Before they left Slidell, Debbie put her grown daughter's "Sweet 16" photo albums, baby pictures and a wicker chest of baby clothes on a bed, figuring that was high enough. She laughed about that Wednesday.

"We've heard we've gotten water to the roof," Larry said. "But we can't confirm that."

"Nothing," Debbie said.

They've hunkered down for the long haul, waiting for when the roads home reopen. Larry bought shaving cream, paper plates and paper towels. Debbie plans to buy a lawn chair for her mother, who is staying with them. They both work for the U.S. Navy Reserve in New Orleans.

"We know we won't be going back to work," Larry said. "We're just hanging around enjoying the weather."

Two doors down, Joanne Brennan wasn't so upbeat.
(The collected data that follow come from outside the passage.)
Issue #5696, opened 2017-03-10
Questions about Theano C code syntax


notoraptor:
As it is planned to reduce variants of C codes generated by Theano, I suggest to use this ticket to centralize all questions about that ! @abergeron @nouiz @lamblin 

---

### (1) Some C codes use a typedef `dtype_%(var)s`, but it is not guaranteed to be defined. 

For example, here: https://github.com/Theano/Theano/blob/master/theano/tensor/basic.py#L2863

Code assumes there is a type called `dtype_%(shp_i)s` based on the name of an input `shp_i`. Indeed, this type is defined via a typedef in `TensorType.c_declare()`: https://github.com/Theano/Theano/blob/master/theano/tensor/type.py#L385

But the typedef is declared only if `c_declare()` is called with `check_input=True.`

I suggest to create this typedef in any case, whatever be the value of `check_input`.

abergeron:
You should notice that check_input=True is the default.  So most ops will not have a problem with that.

If an op decides to use check_input=False then the defines will not be present but that is part of the option.  This will also allow a reduction in the variants of C code generated for ops that do not specifically care about the type of their inputs.

So in all I am against what you propose.

notoraptor:
@abergeron Ok!

I have another question:
---
### (2) Some literal strings are directly compared in some C codes.

Example here, in `theano.gpuarray.neighbours.GpuImages2Neibs` : https://github.com/Theano/Theano/blob/master/theano/gpuarray/neighbours.py#L316

A literal string is directly compared to another literal string. It should not work, as this does not compare strings, but instead it compares memory addresses. It does not seem to create any error in tests, and I have read that some compilers are smart enough to store a literal string in one address and reuse it everywhere this literal is used, so maybe that's what g++ does here.

Should we be more strict here, to prevent any future problem  ? Or isn't it so problematic ?

abergeron:
Yes, this is bad and should be avoided.  This should be replaced with an int or a set of defines.

notoraptor:
### (3) How to manage vectors or arrays props into C code ?

Example with `theano.gpuarray.dnn.GpuDnnPoolDesc`: https://github.com/Theano/Theano/blob/master/theano/gpuarray/dnn.py#L1217

[...]

PR #5710, opened 2017-03-14
Implement new op param type `EnumType`

notoraptor:
This PR suggests a new abstract attribute `enum` added into COp to define enumerations of constants that will be automatically converted into C macros by `COp.get_op_params()` method.

This should help to reduce C code of some C-ops, for example with GpuDnnSoftmax, as we could then define a fixed-list of constants (that won't change from an op instance to another), and then use an op param that takes a runtime value within this list of constants.

The PR also adds two functions to help create enums quickly, and a test for this new feature.

@nouiz @abergeron  @lamblin

### DIFF
--- a/theano/gof/tests/test_types.py
+++ b/theano/gof/tests/test_types.py
@@ -2,9 +2,9 @@ from __future__ import absolute_import, print_function, division
 import numpy as np
 
 import theano
-from theano import Op, Apply
+from theano import Op, Apply, scalar
 from theano.tensor import TensorType
-from theano.gof.type import CDataType
+from theano.gof.type import CDataType, EnumType, EnumList
 
 from nose.plugins.skip import SkipTest
 
@@ -76,3 +76,118 @@ def test_cdata():
 
     v2 = f(v)
     assert (v2 == v).all()
+
+
+class TestOpEnumList(Op):
+    __props__ = ('op_chosen',)
+    params_type = EnumList('ADD', 'SUB', 'MULTIPLY', 'DIVIDE')
+
+    def __init__(self, choose_op):
+        assert self.params_type.ADD == 0
+        assert self.params_type.SUB == 1
+        assert self.params_type.MULTIPLY == 2
+        assert self.params_type.DIVIDE == 3
+        op_to_const = {'+': self.params_type.ADD,
+                       '-': self.params_type.SUB,
+                       '*': self.params_type.MULTIPLY,
+                       '/': self.params_type.DIVIDE}
+        self.op_chosen = op_to_const[choose_op]
+
+    def get_params(self, node):
+        return self.op_chosen
+
+    def make_node(self, a, b):
+        return Apply(self, [scalar.as_scalar(a), scalar.as_scalar(b)], [scalar.float64()])
+
+    def perform(self, node, inputs, outputs, op):
+        a, b = inputs
+        o, = outputs
+        if op == self.params_type.ADD:
+            o[0] = a + b
+        elif op == self.params_type.SUB:
+            o[0] = a - b
+        elif op == self.params_type.MULTIPLY:
+            o[0] = a * b
+        elif op == self.params_type.DIVIDE:
+            o[0] = a / b
+        else:
+            raise NotImplementedError('Unknown op id ' + str(op))
+
+    def c_code_cache_version(self):
+        return (1,)
+
+    def c_code(self, node, name, inputs, outputs, sub):
+        a, b = inputs
+        o, = outputs
+        fail = sub['fail']
+        op = sub['params']
+        return """
+        switch((int)%(op)s) {
+            case ADD:
+                %(o)s = %(a)s + %(b)s;
+                break;
+            case SUB:
+                %(o)s = %(a)s - %(b)s;
+                break;
+            case MULTIPLY:
+                %(o)s = %(a)s * %(b)s;
+                break;
+            case DIVIDE:
+                %(o)s = %(a)s / %(b)s;
+                break;
+            default:
+                {%(fail)s}
+                break;
+        }
+        """ % locals()
+
+
+def test_enum():
+    # Check that invalid enum name raises exception.
+    for invalid_name in ('a', '_A', '0'):
+        try:
+            EnumList(invalid_name)
+        except AttributeError:
+            pass
+        else:
+            raise Exception('EnumList with invalid name should faild.')
+
+        try:
+            EnumType(**{invalid_name: 0})
+        except AttributeError:
+            pass
+        else:
+            raise Exception('EnumType with invalid name should fail.')
+
+    # Check that invalid enum value raises exception.
+    try:
+        EnumType(INVALID_VALUE='string is not allowe.')
+    except ValueError:
+        pass
+    else:
+        raise Exception('EnumType with invalid value should fail.')
+
+    # Check EnumType.
+    e1 = EnumType(C1=True, C2=12, C3=True, C4=-1, C5=False, C6=0.0)
+    e2 = EnumType(C1=1, C2=12, C3=1, C4=-1.0, C5=0.0, C6=0)
+    assert e1 == e2
+    assert not (e1 != e2)
+    assert hash(e1) == hash(e2)
+
+    # Test an op with EnumList.
+    a = scalar.int32()
+    b = scalar.int32()
+    c_add = TestOpEnumList('+')(a, b)
+    c_sub = TestOpEnumList('-')(a, b)
+    c_multiply = TestOpEnumList('*')(a, b)
+    c_divide = TestOpEnumList('/')(a, b)
+    f = theano.function([a, b], [c_add, c_sub, c_multiply, c_divide])
+    va = 12
+    vb = 15
+    ref_add = va + vb
+    ref_sub = va - vb
+    ref_multiply = va * vb
+    ref_divide = va // vb
+    ref = [ref_add, ref_sub, ref_multiply, ref_divide]
+    out = f(va, vb)
+    assert ref == out, (ref, out)
--- a/theano/gof/tests/test_types.py
+++ b/theano/gof/tests/test_types.py
@@ -117,7 +117,7 @@ class TestOpEnumList(Op):
             raise NotImplementedError('Unknown op id ' + str(op))
 
     def c_code_cache_version(self):
-        return None
+        return (1,)
 
     def c_code(self, node, name, inputs, outputs, sub):
         a, b = inputs
@@ -125,7 +125,7 @@ class TestOpEnumList(Op):
         fail = sub['fail']
         op = sub['params']
         return """
-        switch((int)%(op)s) {
+        switch(%(op)s) {
             case ADD:
                 %(o)s = %(a)s + %(b)s;
                 break;
@@ -175,14 +175,14 @@ class TestOpCEnumType(Op):
         return Apply(self, [], [scalar.uint32()])
 
     def c_code_cache_version(self):
-        return None
+        return (1,)
 
     def c_code(self, node, name, inputs, outputs, sub):
         o, =  outputs
-        ctype_index = sub['params']
+        # params in C code will already contains expected C constant value.
+        sizeof_ctype = sub['params']
         return """
-        /* ctype_index already contains expected C constant value. */
-        %(o)s = %(ctype_index)s;
+        %(o)s = %(sizeof_ctype)s;
         """ % locals()
 
 
@@ -205,7 +205,7 @@ def test_enum_class():
 
     # Check that invalid enum value raises exception.
     try:
-        EnumType(INVALID_VALUE='string is not allowe.')
+        EnumType(INVALID_VALUE='string is not allowed.')
     except ValueError:
         pass
     else:
@@ -220,7 +220,6 @@ def test_enum_class():
 
 
 def test_op_with_enumlist():
-    # Test an op with EnumList.
     a = scalar.int32()
     b = scalar.int32()
     c_add = TestOpEnumList('+')(a, b)
@@ -241,4 +240,4 @@ def test_op_with_cenumtype():
     sizeof_long_long = TestOpCEnumType('long long')()
     f = theano.function([], [sizeof_int, sizeof_float, sizeof_long_long])
     out = f()
-    print('(sizeof(int): ', out[0], ', sizeof(float): ', out[1], ', sizeof(long long): ', out[2], ') ', sep='', end='')
+    print('(sizeof(int): ', out[0], ', sizeof(float): ', out[1], ', sizeof(long long): ', out[2], ') ', sep='')
--- a/theano/gof/tests/test_types.py
+++ b/theano/gof/tests/test_types.py
@@ -4,7 +4,7 @@ import numpy as np
 import theano
 from theano import Op, Apply, scalar
 from theano.tensor import TensorType
-from theano.gof.type import CDataType, EnumType, EnumList
+from theano.gof.type import CDataType, EnumType, EnumList, CEnumType
 
 from nose.plugins.skip import SkipTest
 
@@ -80,7 +80,7 @@ def test_cdata():
 
 class TestOpEnumList(Op):
     __props__ = ('op_chosen',)
-    params_type = EnumList('ADD', 'SUB', 'MULTIPLY', 'DIVIDE')
+    params_type = EnumList('ADD', 'SUB', 'MULTIPLY', 'DIVIDE', ctype='unsigned long long')
 
     def __init__(self, choose_op):
         assert self.params_type.ADD == 0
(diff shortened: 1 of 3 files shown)


theano/gof/op.py
```diff
@@ -1377,7 +1436,12 @@ def get_op_params(self):
         The names must be strings that are not a C keyword and the
         values must be strings of literal C representations.
 
+        If your COp defines an attribute `enum` created from ``enum_list()``
+        or ``enum_type()``, then this method will try to deduce macros from
+        the enum fields.
         """
+        if hasattr(self, 'enum') and hasattr(self.enum, '__dict__'):
+            return [(k, str(v)) for (k, v) in self.enum.__dict__.items()]
```
abergeron: This will break in horrible and interesting ways since a \_\_dict__ can contain all sorts of things and we don't check the type of the field.

Also, this will also break for any op that overrides get_op_params() like they are supposed to do.

Finally get_op_params() is a horrible name and is/was a temporary stopgap measure before we could pass multiple things with the params argument.  Now that we can, we should phase it out.

theano/gof/op.py
```diff
@@ -1236,6 +1237,64 @@ def f(self, node, name):
...
+    and attributes values are ranks of these attributes into args
+    (starting from 0).
+
+    Example::
+
+        my_enum = enum_list('CONSTANT_NAME_1', 'CONSTANT_NAME_2', 'CONSTANT_NAME_N')
+
+    :param args: list of constants names (strings).
+    :return: a namedtuple which attributes names are those listed into args and
+    value of i-th attribute into args is integer i-1 (values from 0 to len(args)-1).
```
abergeron: Use numpydoc format for this.

theano/gof/op.py
notoraptor: Sorry, I had forgotten that using `__dict__` works correctly only if enum is a `namedtuple` (in that case, a_named_tuple.__dict__ contains only attributes we define). Indeed, this code is unsafe.

nouiz:
I don't understand what this PR tries to help. I think it is saver to put the enum string then the value in the c code. It also make the c code more readable.

The get_op_params() of GpuDnnSoftmaxBase could be simplified as:

    mode = "CUDNN_SOFTMAX_MODE_" + self.mode.upper()
    algo = "CUDNN_SOFTMAX_" + self.algo.upper()
    return [("SOFTMAX_MODE", mode), ("SOFTMAX_ALGO", algo)]

But I agree with @abergeron we should stop using get_op_param. Using it make us generate more c code version. So we should convert them to params.

notoraptor:
@nouiz This PR was based on the discussion here: https://github.com/Theano/Theano/issues/5696#issuecomment-286232264

What I understand is that we want to reduce variants of C code, particularly for GpuDnnSoftmaxBase.

With current code, as C constants `SOFTMAX_MODE` and `SOFTMAX_ALGO` change every time `mode` or `algo` change, then there is at least 6 possible versions of C code (2 values for mode, 3 values for algo, so 2x3 cases).

What I suggest to have only 1 C code is to add a way to define a list of constants C macros just once (e.g. 2 macros for mode and 3 macros for algo), and then use mode and algo as op params that take the right macro values at runtime. To do that, we need a way to create sort of enum type so that constant values will be available with same values in both Python and C code. That's what I try to do here.

At the end, the C code will be something like this in all cases:

```C
#define ALGO_FAST 0
#define ALGO_ACCURATE 1
#define ALGO_LOG 2
#define MODE_INSTANCE 1
#define MODE_CHANNEL 2

/* ... */

// In main function:
int APPLY_SPECIFIC(softmax)(PyGpuArrayObject *x, PyGpuArrayObject **out, 
                            /* We will use wrapper to wrap all params 
                               (mode, algo and cudnn handle). */
                            APPLY_SPECIFIC_WRAPPER* wrapper) {
    int mode = wrapper->mode;
    int algo = wrapper->algo;
    switch(mode) {
        case MODE_INSTANCE: mode = CUDNN_SOFTMAX_MODE_INSTANCE; break;
        case MODE_CHANNEL: mode = CUDNN_SOFTMAX_MODE_CHANNEL; break;
        default:break;
    }
    switch(algo) {
        case ALGO_FAST: algo = CUDNN_SOFTMAX_FAST; break;
        case ALGO_ACCURATE: algo = CUDNN_SOFTMAX_ACCURATE; break;
        case ALGO_LOG: algo = CUDNN_SOFTMAX_LOG; break;
        default: break;
    }
    /* algo and mode are now well configured, we can work with it. */
    /* ... */
}
```

Then, this C code will no more vary depending on mode and algo.

Is it exactly what we want ?

abergeron:
I wouldn't say "exactly what we want", but something like that, yes.

theano/gof/tests/test_types.py
```diff
@@ -76,3 +76,118 @@ def test_cdata():
...
+    f = theano.function([a, b], [c_add, c_sub, c_multiply, c_divide])
+    va = 12
+    vb = 15
+    ref_add = va + vb
+    ref_sub = va - vb
+    ref_multiply = va * vb
+    ref_divide = va // vb
+    ref = [ref_add, ref_sub, ref_multiply, ref_divide]
+    out = f(va, vb)
+    assert ref == out, (ref, out)
```
nouiz: Test this with Wrapper too. We will need that cases.

theano/gof/type.py
```diff
@@ -795,3 +796,137 @@ def signature(self):
         return (self.type,)
 
 CDataType.Constant = CDataTypeConstant
+
+
+class EnumType(Type, dict):
```
nouiz: The name is EnumType, but this don't create or represent an enum, but macros. I'm not sure what to do about that, so at least, this should be in the docstring.

I'm not sure if we could reuse the enum from cudnn. Could CData type help us here? Or create something like that for enum? This way we will reuse the original enum and that remove the conversion in C. Right now, I think this PR move the conversion from Python to C. With the master of Theano, we can move the get_op_param to params if we hardcode the enum values that correspond to the cuda enum.

abergeron: The problem this is facing is that we want enum values in C and some sort of value in python to indicate what we want.

We can't just use the C values in python since we don't know what they are.  We can't really use the define name as a python value because this will be super painful to interact with from the C side, so the compromise is this.  A type that will define a bunch of values in python and C and can translate between each other.

Maybe we could have something that uses ints or whatever in python and the actual define values in C to have the best of both worlds.  In this case the python values wouldn't have any relation to the actual C values, but the type itself would have a mapping and use it to translate.  However I haven't done the work myself, so I'm not sure if it makes sense.

theano/gof/tests/test_types.py
notoraptor: PR for Wrapper is not yet merged, so Wrapper is not available in this branch.  I should wait for a PR to be merged, either this one or the PR for Wrapper, to make additional changes.


---

In any case, I will have to update Wrapper interface to handle constants, as the constant type is a bit special. Currently Wrapper interface is:
```python
wrapper = Wrapper(a=Scalar('int64'), 
                  b=Scalar('float32'),
                  c=Scalar('float64'))
```

I plan to extend this interface by allowing also the following one:
```python
wrapper = Wrapper(EnumList('CONSTANT_1', 'CONSTANT_2', 'CONSTANT_N'),
                  a=Scalar('int64'), 
                  b=Scalar('float32'),
                  c=Scalar('float64'))
```

ie., if the EnumType is declared in `*args` (not in `**kwargs`), then it will be treated as a special case by Wrapper, to that we could have:
```python
wrapper.CONSTANT_1
wrapper.CONSTANT_2
wrapper.CONSTANT_N
```
to make constants easy to access in Python.

theano/gof/type.py
notoraptor: There may be some very eccentric solutions if we allow using C++ syntax.

For example, we could use a special constant type which handle only C-defined constants:

```python
# we will need a type (for C code) and a name (to use as class name).
params_type = CEnumType('CUDNN_SOFTMAX_SOFT', 'CUDNN_SOFTMAX_ACCURATE',
              dtype='int32', name='MyAlgo')
```

Then in Python, we will use specific values, different from real C values, but that may be used for mapping steps (e.g array index values):

```python
params_type.CUDNN_SOFTMAX_SOFT # == 0
params_type.CUDNN_SOFTMAX_ACCURATE # == 1
```

We allow `CEnumType` to have values, like the other classic Theano types. Here it will be the `algo` value:
```python
# in __init__
self.algo = self.params_type.CUDNN_SOFTMAX_ACCURATE # == 1

# in get_params() (automatically handled by Wrapper is CEnumType is defined into a Wrapper)
return self.algo
```

But when converted to C++ code, we could create a specific class to represent the value passed in runtime, in which we overload the comparison operators:

```C++
/* PS: I have forgotten C++ syntax a little, but I could recover it quickly ! */

struct MyAlgo {
    static dtype map[2];
    int value;
    MyAlgo(int runtime_value): value(runtime_value) {}
    bool operator==(dtype other_value) {
        // The trick is here.
        return MyAlgo::map[this->value] == other_value;
    }
}
MyAlgo::map = {CUDNN_SOFTMAX_SOFT, CUDNN_SOFTMAX_ACCURATE};
```

Then, in main C function, we could write:
```C++
/* Algo would be of type MyAlgo */
if (algo == CUDNN_SOFTMAX_ACCURATE); // ...
```

A little hard, but if we allow C++ syntax, I think this is possible, although I will have to recover C++ practice. What do you think ?

abergeron: What about

```python
params_type  = CEnumType('cudnnSoftmaxAlgorithm_t', ('CUDNN_SOFTMAX_SOFT', 'CUDNN_SOFTMAX_ACCURATE'))
```

Then in python we have the simple ints that you propose.

And in the C++ code in c_extract() for CEnumType it does something like this:

```C
switch (PyInt_AsLong(py_val)) {
 case 0:
  val = CUDNN_SOFTMAX_SOFT;
  break;
 case 1:
  val = CUDNN_SOFTMAX_ACCURATE;
  break;
 default:
  %(fail)s
}
```

nouiz:
That is what I had in mind with more detail when I refered to an EnumType
like CDataType. Thanks for the detail and it also mean Iike this idea:)

@notoraptor, what do you think of that? You are the one that is the most in
the code.

notoraptor:
@abergeron @nouiz OK ! I will try the solution suggested by @abergeron !

notoraptor:
@abergeron @nouiz Updated. To summarize interface:
 * **`EnumType`**: base class, to explicitely define constant values. E.g.: `EnumType(CONSTANT_A=1, CONSTANT_B=2.5, CONSTANT_C=False)`. It allows integers, floating values and booleans (False becomes 0, True becomes 1). Now it can take another arg to define C type for op param: `EnumType(CONSTANT_A=1, CONSTANT_B=2.5, ctype='unsigned long')`. Default C type is `double`.
 * **`EnumList`**: extends `EnumType`, to define constants automatically. C type is configurable, default is `int`. E.g: `EnnumList('CONSTANT_A', 'CONSTANT_B', 'CONSTANT_C')`, constants will be respectively 0, 1 and 2, in the order they are specified.
 * **`CEnumType`**: extends `EnumList`. Constant names must exist in C code. Implemented as @abergeron suggested. C type is configurable, default is `int`. E.g: `CEnumType('CUDNN_SOFTMAX_SOFT', 'CUDNN_SOFTMAX_ACCURATE')`. Integer C type may be sufficient, but developer is free to specify another one:  `CEnumType('CUDNN_SOFTMAX_SOFT', 'CUDNN_SOFTMAX_ACCURATE', ctype='cudnnSoftmaxAlgorithm_t')`.

**NB**: Currently, I impose that constant names use capital letters instead of lowercase letters, as a convention, even for `CEnumType`.

notoraptor:
Small updates (doc updated, classes safer and tests clearer).

theano/gof/type.py
```diff
@@ -795,3 +796,241 @@ def signature(self):
...
+        super(EnumType, self).__init__(**kwargs)
+
+    def __repr__(self):
+        return '%s(%s)' % (type(self).__name__, ', '.join('%s:%s' % (k, self[k]) for k in sorted(self.keys())))
+
+    def __getattr__(self, key):
+        if key in self:
+            return self[key]
+        if key == 'ctype':
+            return self.ctype
```
abergeron: This will probably cause infinite recursion.  Just let it fall through the normal case below since that is a regular attribute.

theano/gof/type.py
```diff
@@ -795,3 +796,241 @@ def signature(self):
...
+
+    # EnumType should be used to create constants available in both Python and C code.
+    # However, for convenience, we make sure EnumType can have a value, like other common types,
+    # such that it could be used as-is as an op param.
+    # C type of value is defined in self.ctype.
+
+    def filter(self, data, strict=False, allow_downcast=None):
+        if not strict and isinstance(data, bool):
+            data = int(data)
+        assert isinstance(data, (int, float))
```
abergeron: You could even go further and make sure that the value we receive is actually one of the values defined for this type.

theano/gof/type.py
```diff
@@ -795,3 +796,241 @@ def signature(self):
...
+        return """
+        #if PY_MAJOR_VERSION >= 3
+            #ifndef PyInt_Check
+                #define PyInt_Check PyLong_Check
+            #endif
+            #ifndef PyInt_AsLong
+                #define PyInt_AsLong PyLong_AsLong
+            #endif
+        #endif
+        """
```
abergeron: Why do you have an extra method here?

theano/gof/type.py
```diff
@@ -795,3 +796,241 @@ def signature(self):
...
+
+    def c_extract(self, name, sub, check_input=True):
+        swapped_dict = dict((v, k) for (k, v) in self.items())
+        # swapped_dict's keys are integers.
+
+        return """
+        switch(PyInt_AsLong(py_%(name)s)) {
+            %(cases)s
+            default:
+                {%(fail)s}
```
abergeron: This fail will not have a python exception set when hit.

theano/gof/type.py
```diff
@@ -795,3 +796,241 @@ def signature(self):
...
+        Be sure C constants are available in your C code. If they come from a C header, consider implementing
+        ``c_headers()`` and ``c_header_dirs()`` in the Op class where you use CEnumType as op parameter type.
+
+    """
+
+    def c_support_code(self):
+        return self.c_support_macro_code()
+
+    def c_extract(self, name, sub, check_input=True):
+        swapped_dict = dict((v, k) for (k, v) in self.items())
```
abergeron: Should this be sorted to make sure that the C code remains the same?

theano/gof/type.py
```diff
@@ -795,3 +796,241 @@ def signature(self):
...
+            ''.join("""
+            #define %s %s
+            """ % (k, str(self[k])) for k in sorted(self.keys()))
+        )
+
+    def c_declare(self, name, sub, check_input=True):
+        return """%(ctype)s %(name)s;""" % dict(ctype=self.ctype, name=name)
+
+    def c_init(self, name, sub):
+        return "%(name)s = 0;" % locals()
```
abergeron: Please avoid locals() in new code.

theano/gof/type.py
notoraptor: It is sorted later just when building the returned string.

theano/gof/type.py
notoraptor: To reuse it specifically in CEnumType later, instead of copying this string again.

notoraptor:
Updated. I have made 2 comments above.

theano/gof/type.py
abergeron: Ok then perhaps you should name it differently so that it doesn't look like a new portion of the C code interface.

theano/gof/type.py
abergeron: Yes, ok

theano/gof/type.py
notoraptor: Renamed.

nouiz:
Since https://github.com/Theano/Theano/pull/5612 is now merged, can you rebase this PR on top of master and adjust it for the name changes?

notoraptor:
Rebased with theano master branch, @abergeron @nouiz .

I will check if there are some adjustements in GpuDnnSoftmax PR that I could transfer here.

notoraptor:
Ultimately, I think we could approve this PR as is, and then switch to GpuDnnSoftmax PR for the next works. It will help us see ParamsType and EnumTypes in action, and then have a better look for code integration needs.

abergeron:
I'm ok to merge right now, what about you @nouiz?

theano/gof/type.py
```diff
@@ -808,3 +809,244 @@ def signature(self):
...
+        if not strict and isinstance(data, bool):
+            data = int(data)
+        assert data in self.values()
+        return data
+
+    def values_eq(self, a, b):
+        return a == b
+
+    def values_eq_approx(self, a, b):
+        return float(a) == float(b)
```
nouiz: Put a comment like:

    For an enum, it don't have a meaning to be approx equal.

And I would compute it as values_eq()

notoraptor:
@nouiz Updated.

nouiz:
@abergeron do you agree with the last change I asked?
jenkins test this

She and her husband are from Slidell, too, and also checked in on Sunday. Her frustration grows the more she watches the little news she can find about Slidell.

"Nothing. Nothing. Nothing," Brennan said in a lawn chair, pink lemonade in her hand. TV reporters say nothing about Slidell, she said.

"Well that's because they couldn't get over there," Larry said.

"Well, they could have taken aerial pictures," Brennan replied. "We have no information for the worst hit area."

She wondered how her 30-year-old Amazon parrot, Cracker Jack, fared. She wondered what happened to her two-story home, where she could see the sunset on a marsh out the window.

She said she wanted to volunteer. Do something. But she can't.

"Nothing," she said. "I can't even get the sheriff on the phone."

They left home with $12 in cash and have drained $800 from their bank account. A schoolteacher, she should have gotten a paycheck by now but she doesn't expect one soon. She's tired of eating at Whataburger.

Her husband, Joseph, looked like Ernest Hemingway and wore a brass belt buckle embossed with an anchor and boat shoes. He's been thinking a lot about his 34-foot boat, the Easterly IV, back in Slidell.

"The Winnebago of yachts," he called it. "I'm drinking a few beers. You know why I'm drinking a few beers? It's because I'm going to see my boat: It's finished."

He said he would "smooth" the police with bribes if they'd open the roads so he could check on the boat.

"We'll go today," he said. "Want to go?"